The defense has to be one of the worst in football this year. They better put a ton of points on the board if they plan to win...On a bright note, Hester looks like a huge addition to the team..


----------



## drhunter1 (Aug 24, 2014)

I don't know what you guys were watching, but our first stringers beat their first stringers. The first string defense was much improved and we put good bit of pressure on their qb. 

Even Lamar Holmes, who is statistically the worst offensive lineman in the NFL (look it up), looked improved. 

Don't get me wrong, I like pointing out the Falcons overwhelming ineptness over the years as much as anyone. It's kind of a deranged hobby of mine, but they looked much better this week and I'll take week to week improvement every time.

Still a lot of work to do.


----------



## WGSNewnan (Aug 25, 2014)

drhunter1 said:


> I don't know what you guys were watching, but our first stringers beat their first stringers. The first string defense was much improved and we put good bit of pressure on their qb.
> 
> Even Lamar Holmes, who is statistically the worst offensive lineman in the NFL (look it up), looked improved.
> 
> ...


i agree.


----------



## rex upshaw (Aug 25, 2014)

They'll probably be a .500 team.


----------



## rhbama3 (Aug 25, 2014)

I'll be curious to see if Javier Arenas makes an impact at all.


----------



## o2bfishin (Aug 26, 2014)

10-6


----------



## Matthew6 (Aug 26, 2014)

tcward said:


> One word.....pathetic.



Two words.....   Who cares.


----------



## livetohunt (Aug 26, 2014)

drhunter1 said:


> I don't know what you guys were watching, but our first stringers beat their first stringers. The first string defense was much improved and we put good bit of pressure on their qb.
> 
> Even Lamar Holmes, who is statistically the worst offensive lineman in the NFL (look it up), looked improved.
> 
> ...



Do you think our defensive backs will be able to defend the pass better this year? I think they may get slaughtered this year...I believe the falcons will be in some very high scoring games this season..But you never know. Time will tell.


----------



## biggdogg (Aug 26, 2014)

The defense will be exponentially improved IF the offense can move the ball. I don't care how good your "D" is, if the offense is consistently a 3 and out proposition, you're gonna get lit up. The entire season is in the hands of the O-line and running game.


----------



## o2bfishin (Aug 26, 2014)

livetohunt said:


> Do you think our defensive backs will be able to defend the pass better this year? I think they may get slaughtered this year...I believe the falcons will be in some very high scoring games this season..But you never know. Time will tell.

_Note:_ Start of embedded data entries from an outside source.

PR #2147, opened 2022-06-17
Utility to dedupe expensive work across servers.

vadimberezniker:
Every client for a given work key will try to obtain a lock in Redis.
The first client to get the lock will perform the work and publish the
result to a stream. If the owner does not refresh the lock within 5
seconds, another worker will have a chance to claim the lock and do the
work.

---

**Version bump**: None

### DIFF
--- a/server/util/dsingleflight/dsingleflight.go
+++ b/server/util/dsingleflight/dsingleflight.go
@@ -1,0 +1,195 @@
+// Package dsingleflight is a distributed version of the singleflight package.
+// Work is coordinated across servers using Redis.
+package dsingleflight
+
+import (
+	"context"
+	"fmt"
+	"time"
+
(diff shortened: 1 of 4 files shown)


server/util/dsingleflight/dsingleflight.go
```diff
@@ -0,0 +1,195 @@
+// Package dsingleflight is a distributed version of the singleflight package.
+// Work is coordinated across servers using Redis.
+package dsingleflight
+
```
tylerwilliams, line 4: nit: if you wanted to get really fancy you could add a comment with an example of how to use this

tylerwilliams (approved):

server/util/dsingleflight/dsingleflight.go
vadimberezniker: done

PR #2148, opened 2022-06-17
Dedupe image conversions across registry instances.

vadimberezniker:
This will allow us to run multiple replicas of the registry.

---

**Version bump**: None

### DIFF
--- a/enterprise/server/registry/registry.go
+++ b/enterprise/server/registry/registry.go
@@ -17,6 +17,7 @@ import (
 	"sync"
 	"time"
 
+	"github.com/buildbuddy-io/buildbuddy/enterprise/server/backends/redis_client"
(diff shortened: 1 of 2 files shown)


enterprise/server/registry/registry.go
```diff
@@ -274,27 +309,44 @@ func (r *registry) convertImage(ctx context.Context, img v1.Image) (manifestLike
 		Image:           newImg,
 		casDependencies: casDependencies,
 	}
-	if err := r.writeManifest(ctx, img, ci); err != nil {
+	mfProto, err := manifestProto(ci)
+	if err != nil {
+		return nil, err
+	}
+	if err := r.writeManifest(ctx, img, mfProto); err != nil {
```
tylerwilliams, line 316: mfProto

image

tylerwilliams (approved):

PR #2153, opened 2022-06-22
Add missing single quote

tempoz:
---

**Version bump**: Patch

### DIFF
--- a/enterprise/server/cmd/ci_runner/main.go
+++ b/enterprise/server/cmd/ci_runner/main.go
@@ -235,7 +235,7 @@ func (r *buildEventReporter) Start(startTime time.Time) error {
 
 	options := []string{}
 	if *besBackend != "" {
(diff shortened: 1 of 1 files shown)


tempoz:
Fixes buildbuddy-io/buildbuddy-internal#1447.

enterprise/server/cmd/ci_runner/main.go
```diff
@@ -235,7 +235,7 @@ func (r *buildEventReporter) Start(startTime time.Time) error {
 
 	options := []string{}
 	if *besBackend != "" {
-		options = append(options, fmt.Sprintf("--bes_backend=%s'", *besBackend))
+		options = append(options, fmt.Sprintf("--bes_backend=%s", *besBackend))
```
bduffany, line 238: I think we want to wrap the `%s` in single-quotes, similar to the `--remote_header` arg below

PR #2154, opened 2022-06-22
Task sizing: Add flag to estimate based on most recent execution stats

bduffany:
When `--remote_execution.use_measured_task_sizes` is set:
* Store task sizing info in Redis
* Estimate task size based on the last recorded size

Note: This flag is not intended to be enabled until we have scheduler logic in place to retry tasks with increased memory allowance when they hit OOM errors; otherwise firecracker actions may get into a permanently bad state. (We could also unblock ourselves here by disabling adaptive task sizing when firecracker isolation type is in use.)

---

**Version bump**: Patch

### DIFF
--- a/enterprise/server/remote_execution/runner/runner.go
+++ b/enterprise/server/remote_execution/runner/runner.go
@@ -53,6 +53,7 @@ import (
 	aclpb "github.com/buildbuddy-io/buildbuddy/proto/acl"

If they do it won't be because of lack of talent, but lack of discipline and miscommunication like the long one they gave up Saturday night. I'd like to think it will be better than last year simply by getting rid of Decoud.  Any semblance of pressure would help too.


----------



## rex upshaw (Aug 26, 2014)

Do they have a serviceable RB, 'cause Jackson sux.


----------



## greene_dawg (Aug 26, 2014)

In Jacksons defense out OL was off the charts terrible last year


----------



## tr21 (Aug 26, 2014)

maybe if we build them a new stadium they will win !  ha ha ha ha ! and when that one doesn't work BUILD THEM ANOTHER ONE ! HA HA HA


----------



## rex upshaw (Aug 26, 2014)

tr21 said:


> maybe if we build them a new stadium they will win !  ha ha ha ha ! and when that one doesn't work BUILD THEM ANOTHER ONE ! HA HA HA



They need to move it from the hood.


----------



## greene_dawg (Aug 26, 2014)

I don't think it is too bad around there. I have been to music fests, SEC CG's, etc, and never had a problem. I think with Coke, the aquarium, CFB HOF, and the city actually using centennial for events these days that the area is changing.


----------



## biggdogg (Aug 26, 2014)

greene_dawg said:


> In Jacksons defense out OL was off the charts terrible last year



This^^^ More often than not, the defender was getting to the RB at the same time the handoff was. The only team in the NFL that gave up more sacks was Miami and I am almost positive that the pitiful "O" was at or near the top of the league in 3 & outs.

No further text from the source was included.